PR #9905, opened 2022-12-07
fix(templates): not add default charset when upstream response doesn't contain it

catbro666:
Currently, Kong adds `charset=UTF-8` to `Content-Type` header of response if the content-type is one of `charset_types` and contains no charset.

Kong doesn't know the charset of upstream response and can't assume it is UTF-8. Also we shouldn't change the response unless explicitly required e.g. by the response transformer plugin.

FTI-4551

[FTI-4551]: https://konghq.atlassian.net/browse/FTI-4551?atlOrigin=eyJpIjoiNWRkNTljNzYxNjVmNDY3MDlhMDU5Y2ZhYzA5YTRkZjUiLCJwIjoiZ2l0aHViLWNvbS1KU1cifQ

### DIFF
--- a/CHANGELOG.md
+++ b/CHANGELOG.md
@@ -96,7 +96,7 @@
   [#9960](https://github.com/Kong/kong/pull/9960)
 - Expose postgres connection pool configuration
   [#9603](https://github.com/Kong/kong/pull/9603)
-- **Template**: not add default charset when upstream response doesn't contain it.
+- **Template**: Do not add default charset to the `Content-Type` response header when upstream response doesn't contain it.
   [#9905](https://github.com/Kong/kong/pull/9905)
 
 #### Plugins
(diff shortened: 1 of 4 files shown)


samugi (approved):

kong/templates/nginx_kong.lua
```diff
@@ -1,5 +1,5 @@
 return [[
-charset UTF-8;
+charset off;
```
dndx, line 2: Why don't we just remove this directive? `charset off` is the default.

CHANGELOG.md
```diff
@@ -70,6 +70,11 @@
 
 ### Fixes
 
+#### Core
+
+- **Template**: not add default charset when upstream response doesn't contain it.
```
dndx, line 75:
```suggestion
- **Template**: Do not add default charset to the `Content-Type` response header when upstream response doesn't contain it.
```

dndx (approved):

● TASK BRIEF
Copy every line above once more, precisely as it reads.

● ANSWER SECTION
PR #9905, opened 2022-12-07
fix(templates): not add default charset when upstream response doesn't contain it

catbro666:
Currently, Kong adds `charset=UTF-8` to `Content-Type` header of response if the content-type is one of `charset_types` and contains no charset.

Kong doesn't know the charset of upstream response and can't assume it is UTF-8. Also we shouldn't change the response unless explicitly required e.g. by the response transformer plugin.

FTI-4551

[FTI-4551]: https://konghq.atlassian.net/browse/FTI-4551?atlOrigin=eyJpIjoiNWRkNTljNzYxNjVmNDY3MDlhMDU5Y2ZhYzA5YTRkZjUiLCJwIjoiZ2l0aHViLWNvbS1KU1cifQ

### DIFF
--- a/CHANGELOG.md
+++ b/CHANGELOG.md
@@ -96,7 +96,7 @@
   [#9960](https://github.com/Kong/kong/pull/9960)
 - Expose postgres connection pool configuration
   [#9603](https://github.com/Kong/kong/pull/9603)
-- **Template**: not add default charset when upstream response doesn't contain it.
+- **Template**: Do not add default charset to the `Content-Type` response header when upstream response doesn't contain it.
   [#9905](https://github.com/Kong/kong/pull/9905)
 
 #### Plugins
(diff shortened: 1 of 4 files shown)


samugi (approved):

kong/templates/nginx_kong.lua
```diff
@@ -1,5 +1,5 @@
 return [[
-charset UTF-8;
+charset off;
```
dndx, line 2: Why don't we just remove this directive? `charset off` is the default.

CHANGELOG.md
```diff
@@ -70,6 +70,11 @@
 
 ### Fixes
 
+#### Core
+
+- **Template**: not add default charset when upstream response doesn't contain it.
```
dndx, line 75:
```suggestion
- **Template**: Do not add default charset to the `Content-Type` response header when upstream response doesn't contain it.
```

dndx (approved):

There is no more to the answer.